13. A material identification device, characterized in that, The device includes: The signal acquisition module is used to acquire the detection signal obtained by the signal detection of the object to be identified; The material recognition module is used to perform material recognition on the detection signal through a material recognition model, obtain the predicted material category with the highest predicted probability of the object to be identified, and the confidence level corresponding to the predicted material category; The material determination module is used to determine the predicted material category as the material category of the identified object when the confidence level is greater than the confidence level threshold. The threshold determination module is used to identify the material of the verification samples in the verification set through the material recognition model, obtain the material category of the verification sample with the highest predicted probability and the corresponding confidence level. The confidence level of the material category of the verification sample includes a first confidence level for correctly classifying the material category of the verification sample and a second confidence level for incorrectly classifying the material category of the verification sample. Based on the first confidence level and the second confidence level, a confidence threshold is determined.

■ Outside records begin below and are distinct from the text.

PR #198, opened 2016-04-27
Pull Request for changes of the WINDOWS section in README.MD

texhex:
Removed note about C:\windows\fonts (this will just open the FONTS applet for normal users). Updated link to Hack Windows Installer to point to latest version. Added note about restart of computer, just to be sure.


chrissimpkins:
Prefer to link to the repository releases and have them download rather than directly download from the README?  This will be easier to maintain. Adds second click.  I am ok either way.

texhex:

14. A computer device comprising a memory and a processor, wherein the memory stores a computer program, characterized in that, When the processor executes the computer program, it implements the steps of the method according to any one of claims 1 to 12.
15. A computer-readable storage medium storing a computer program, characterized in that, When the computer program is executed by a processor, it implements the steps of the method according to any one of claims 1 to 12.
16. A computer program product, comprising a computer program, characterized in that, When the computer program is executed by a processor, it implements the steps of the method according to any one of claims 1 to 12.